# PROVIDED RECORDS
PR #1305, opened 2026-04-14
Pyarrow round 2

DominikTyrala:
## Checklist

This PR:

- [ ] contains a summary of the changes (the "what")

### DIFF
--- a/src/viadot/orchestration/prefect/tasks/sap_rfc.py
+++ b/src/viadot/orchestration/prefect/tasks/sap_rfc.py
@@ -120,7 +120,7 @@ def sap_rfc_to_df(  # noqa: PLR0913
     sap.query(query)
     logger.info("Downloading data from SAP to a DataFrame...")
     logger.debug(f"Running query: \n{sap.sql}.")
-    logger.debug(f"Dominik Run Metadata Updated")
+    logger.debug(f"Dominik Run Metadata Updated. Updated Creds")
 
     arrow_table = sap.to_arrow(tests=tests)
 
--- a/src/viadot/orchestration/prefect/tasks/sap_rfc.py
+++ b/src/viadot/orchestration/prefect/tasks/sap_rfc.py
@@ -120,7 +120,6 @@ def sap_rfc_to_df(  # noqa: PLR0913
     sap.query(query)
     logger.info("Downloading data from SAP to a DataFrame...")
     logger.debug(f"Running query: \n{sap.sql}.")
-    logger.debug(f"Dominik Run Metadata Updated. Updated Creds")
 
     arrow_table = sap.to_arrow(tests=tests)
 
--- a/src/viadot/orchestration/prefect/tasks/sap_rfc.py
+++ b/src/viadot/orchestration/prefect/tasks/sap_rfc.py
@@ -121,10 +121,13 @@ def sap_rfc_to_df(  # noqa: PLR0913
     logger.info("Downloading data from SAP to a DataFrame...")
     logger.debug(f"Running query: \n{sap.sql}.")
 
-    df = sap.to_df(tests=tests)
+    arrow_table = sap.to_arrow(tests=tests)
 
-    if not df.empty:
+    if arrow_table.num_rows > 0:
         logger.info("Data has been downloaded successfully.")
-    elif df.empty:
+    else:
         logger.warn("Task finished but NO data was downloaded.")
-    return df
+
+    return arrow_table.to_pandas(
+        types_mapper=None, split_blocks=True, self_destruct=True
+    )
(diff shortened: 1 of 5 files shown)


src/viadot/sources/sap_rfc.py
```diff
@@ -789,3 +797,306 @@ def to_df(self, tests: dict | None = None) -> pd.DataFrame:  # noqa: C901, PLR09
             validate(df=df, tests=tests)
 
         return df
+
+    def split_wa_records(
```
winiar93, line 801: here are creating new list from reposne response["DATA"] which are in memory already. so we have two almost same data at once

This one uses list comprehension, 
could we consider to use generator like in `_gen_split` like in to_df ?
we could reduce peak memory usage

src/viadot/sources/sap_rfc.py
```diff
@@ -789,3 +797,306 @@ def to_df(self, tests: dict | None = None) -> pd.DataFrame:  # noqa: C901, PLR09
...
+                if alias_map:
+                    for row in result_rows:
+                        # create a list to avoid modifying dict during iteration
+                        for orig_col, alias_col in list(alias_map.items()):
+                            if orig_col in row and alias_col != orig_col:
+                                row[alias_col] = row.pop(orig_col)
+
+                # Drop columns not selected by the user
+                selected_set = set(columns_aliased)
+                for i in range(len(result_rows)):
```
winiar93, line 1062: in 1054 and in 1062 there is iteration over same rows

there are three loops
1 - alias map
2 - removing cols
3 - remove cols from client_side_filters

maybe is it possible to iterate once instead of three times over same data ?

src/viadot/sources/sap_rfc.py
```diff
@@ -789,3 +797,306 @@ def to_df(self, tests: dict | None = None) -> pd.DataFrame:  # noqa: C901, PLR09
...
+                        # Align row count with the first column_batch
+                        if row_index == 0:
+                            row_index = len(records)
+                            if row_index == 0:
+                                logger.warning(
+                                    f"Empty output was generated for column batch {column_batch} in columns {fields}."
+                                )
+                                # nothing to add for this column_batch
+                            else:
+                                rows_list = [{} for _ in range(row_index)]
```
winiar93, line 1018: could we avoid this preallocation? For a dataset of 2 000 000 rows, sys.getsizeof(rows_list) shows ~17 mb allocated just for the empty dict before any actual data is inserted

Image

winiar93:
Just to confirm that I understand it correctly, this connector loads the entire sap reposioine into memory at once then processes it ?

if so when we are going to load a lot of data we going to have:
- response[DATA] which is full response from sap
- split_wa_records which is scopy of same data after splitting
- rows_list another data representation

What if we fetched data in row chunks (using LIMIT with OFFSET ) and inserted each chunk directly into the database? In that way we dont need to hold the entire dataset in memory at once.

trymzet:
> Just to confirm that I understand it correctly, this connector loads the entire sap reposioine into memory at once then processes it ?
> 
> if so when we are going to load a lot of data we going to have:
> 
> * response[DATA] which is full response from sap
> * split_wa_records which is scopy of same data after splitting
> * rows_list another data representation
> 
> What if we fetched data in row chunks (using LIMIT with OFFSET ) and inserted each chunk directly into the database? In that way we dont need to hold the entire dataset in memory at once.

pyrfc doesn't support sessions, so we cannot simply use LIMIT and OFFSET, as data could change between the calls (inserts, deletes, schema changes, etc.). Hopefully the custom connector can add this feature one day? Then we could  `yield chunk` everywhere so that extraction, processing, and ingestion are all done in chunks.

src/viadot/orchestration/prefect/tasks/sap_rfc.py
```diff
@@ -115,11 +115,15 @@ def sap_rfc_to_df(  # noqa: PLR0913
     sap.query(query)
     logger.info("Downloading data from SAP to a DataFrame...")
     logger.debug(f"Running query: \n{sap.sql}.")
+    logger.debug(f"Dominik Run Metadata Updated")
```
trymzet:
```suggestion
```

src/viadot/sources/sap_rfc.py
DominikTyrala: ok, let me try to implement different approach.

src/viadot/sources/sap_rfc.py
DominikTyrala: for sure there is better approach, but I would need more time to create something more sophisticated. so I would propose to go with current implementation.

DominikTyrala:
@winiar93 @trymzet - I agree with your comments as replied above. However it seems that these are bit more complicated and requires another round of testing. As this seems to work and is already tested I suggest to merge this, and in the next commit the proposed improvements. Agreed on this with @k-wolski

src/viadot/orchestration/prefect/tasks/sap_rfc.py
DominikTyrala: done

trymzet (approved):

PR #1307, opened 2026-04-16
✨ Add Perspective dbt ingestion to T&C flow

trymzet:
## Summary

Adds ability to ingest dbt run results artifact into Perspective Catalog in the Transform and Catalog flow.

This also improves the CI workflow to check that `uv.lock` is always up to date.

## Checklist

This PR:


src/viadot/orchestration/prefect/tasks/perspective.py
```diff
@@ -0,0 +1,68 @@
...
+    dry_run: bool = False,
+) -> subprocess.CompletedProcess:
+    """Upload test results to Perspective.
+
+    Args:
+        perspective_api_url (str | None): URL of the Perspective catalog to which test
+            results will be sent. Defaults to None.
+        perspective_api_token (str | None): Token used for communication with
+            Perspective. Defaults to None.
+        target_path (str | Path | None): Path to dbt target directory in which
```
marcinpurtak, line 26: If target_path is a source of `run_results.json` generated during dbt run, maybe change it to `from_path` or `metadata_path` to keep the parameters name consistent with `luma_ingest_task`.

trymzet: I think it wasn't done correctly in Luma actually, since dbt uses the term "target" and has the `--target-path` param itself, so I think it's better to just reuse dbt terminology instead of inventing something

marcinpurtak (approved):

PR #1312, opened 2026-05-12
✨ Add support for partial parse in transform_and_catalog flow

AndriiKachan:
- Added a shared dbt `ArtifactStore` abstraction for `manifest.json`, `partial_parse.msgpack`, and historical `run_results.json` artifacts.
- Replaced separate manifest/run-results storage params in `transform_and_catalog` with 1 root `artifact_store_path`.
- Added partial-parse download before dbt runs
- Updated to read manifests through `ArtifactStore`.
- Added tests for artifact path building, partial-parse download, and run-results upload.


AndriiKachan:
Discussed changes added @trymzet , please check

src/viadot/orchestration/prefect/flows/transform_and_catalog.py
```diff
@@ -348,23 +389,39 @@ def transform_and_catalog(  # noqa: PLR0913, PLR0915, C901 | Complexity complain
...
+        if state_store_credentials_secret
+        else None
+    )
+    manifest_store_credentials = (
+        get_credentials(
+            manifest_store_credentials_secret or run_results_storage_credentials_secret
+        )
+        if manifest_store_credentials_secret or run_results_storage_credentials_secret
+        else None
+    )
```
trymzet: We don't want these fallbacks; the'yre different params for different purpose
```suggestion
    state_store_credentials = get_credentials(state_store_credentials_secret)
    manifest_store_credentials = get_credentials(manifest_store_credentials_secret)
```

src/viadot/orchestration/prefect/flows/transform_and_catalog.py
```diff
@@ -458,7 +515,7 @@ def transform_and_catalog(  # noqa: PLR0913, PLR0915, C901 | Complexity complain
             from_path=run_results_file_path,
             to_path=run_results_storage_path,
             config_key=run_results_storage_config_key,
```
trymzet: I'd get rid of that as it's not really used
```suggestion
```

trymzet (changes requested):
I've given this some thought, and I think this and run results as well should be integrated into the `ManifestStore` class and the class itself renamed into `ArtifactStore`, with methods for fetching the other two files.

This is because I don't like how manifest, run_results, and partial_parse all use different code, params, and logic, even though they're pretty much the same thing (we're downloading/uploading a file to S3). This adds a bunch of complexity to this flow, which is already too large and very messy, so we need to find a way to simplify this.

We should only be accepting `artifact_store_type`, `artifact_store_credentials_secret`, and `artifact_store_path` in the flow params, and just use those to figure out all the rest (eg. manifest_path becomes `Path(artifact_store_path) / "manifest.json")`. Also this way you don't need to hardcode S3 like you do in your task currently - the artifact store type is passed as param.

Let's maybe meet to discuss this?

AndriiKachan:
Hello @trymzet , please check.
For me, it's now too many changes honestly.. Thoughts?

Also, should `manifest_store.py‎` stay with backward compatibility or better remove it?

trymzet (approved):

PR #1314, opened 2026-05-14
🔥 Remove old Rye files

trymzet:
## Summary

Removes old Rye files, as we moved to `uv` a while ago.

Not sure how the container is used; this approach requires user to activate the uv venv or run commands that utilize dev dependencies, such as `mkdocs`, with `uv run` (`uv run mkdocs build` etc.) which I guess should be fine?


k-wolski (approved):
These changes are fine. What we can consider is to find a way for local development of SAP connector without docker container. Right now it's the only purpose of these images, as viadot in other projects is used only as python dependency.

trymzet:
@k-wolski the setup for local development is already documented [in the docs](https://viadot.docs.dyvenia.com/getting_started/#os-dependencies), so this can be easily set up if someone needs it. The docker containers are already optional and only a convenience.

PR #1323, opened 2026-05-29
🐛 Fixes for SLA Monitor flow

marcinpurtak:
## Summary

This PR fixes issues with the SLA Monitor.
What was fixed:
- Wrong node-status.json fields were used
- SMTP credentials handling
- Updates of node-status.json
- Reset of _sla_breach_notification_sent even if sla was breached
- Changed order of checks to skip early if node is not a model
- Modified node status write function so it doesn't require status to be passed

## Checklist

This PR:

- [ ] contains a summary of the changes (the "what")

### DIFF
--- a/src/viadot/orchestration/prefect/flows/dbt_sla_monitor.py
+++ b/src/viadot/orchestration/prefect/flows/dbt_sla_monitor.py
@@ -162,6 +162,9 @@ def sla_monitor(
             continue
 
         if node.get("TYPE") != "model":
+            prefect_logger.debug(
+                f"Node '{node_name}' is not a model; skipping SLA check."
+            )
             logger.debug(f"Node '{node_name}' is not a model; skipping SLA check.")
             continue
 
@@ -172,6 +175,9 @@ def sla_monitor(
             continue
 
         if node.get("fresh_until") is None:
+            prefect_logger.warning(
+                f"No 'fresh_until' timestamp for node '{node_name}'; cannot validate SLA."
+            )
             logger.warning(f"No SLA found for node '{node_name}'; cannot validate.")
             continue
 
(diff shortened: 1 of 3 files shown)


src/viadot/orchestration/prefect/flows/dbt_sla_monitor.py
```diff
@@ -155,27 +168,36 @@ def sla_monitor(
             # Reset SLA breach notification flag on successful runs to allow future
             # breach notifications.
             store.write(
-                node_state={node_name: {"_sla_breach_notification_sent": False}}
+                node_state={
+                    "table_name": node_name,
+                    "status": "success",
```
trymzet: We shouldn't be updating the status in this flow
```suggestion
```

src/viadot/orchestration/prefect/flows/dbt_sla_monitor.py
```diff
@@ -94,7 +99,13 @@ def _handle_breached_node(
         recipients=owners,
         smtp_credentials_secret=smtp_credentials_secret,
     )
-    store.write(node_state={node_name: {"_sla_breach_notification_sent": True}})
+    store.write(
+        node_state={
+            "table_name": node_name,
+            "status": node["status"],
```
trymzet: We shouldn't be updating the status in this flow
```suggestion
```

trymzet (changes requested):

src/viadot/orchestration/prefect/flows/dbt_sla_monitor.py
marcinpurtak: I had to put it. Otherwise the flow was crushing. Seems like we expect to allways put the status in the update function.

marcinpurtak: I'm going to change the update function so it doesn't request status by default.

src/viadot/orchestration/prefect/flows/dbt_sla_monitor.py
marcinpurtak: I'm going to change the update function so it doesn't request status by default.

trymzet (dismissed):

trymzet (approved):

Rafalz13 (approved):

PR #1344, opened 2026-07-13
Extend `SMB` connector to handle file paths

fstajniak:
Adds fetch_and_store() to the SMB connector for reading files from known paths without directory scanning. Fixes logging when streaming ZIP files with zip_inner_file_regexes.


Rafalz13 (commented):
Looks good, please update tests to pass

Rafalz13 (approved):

# WHAT IS NEEDED
Where does the word "model" appear in the records? Copy every line that holds it.

# REPLY
- Changed order of checks to skip early if node is not a model
         if node.get("TYPE") != "model":
+                f"Node '{node_name}' is not a model; skipping SLA check."
             logger.debug(f"Node '{node_name}' is not a model; skipping SLA check.")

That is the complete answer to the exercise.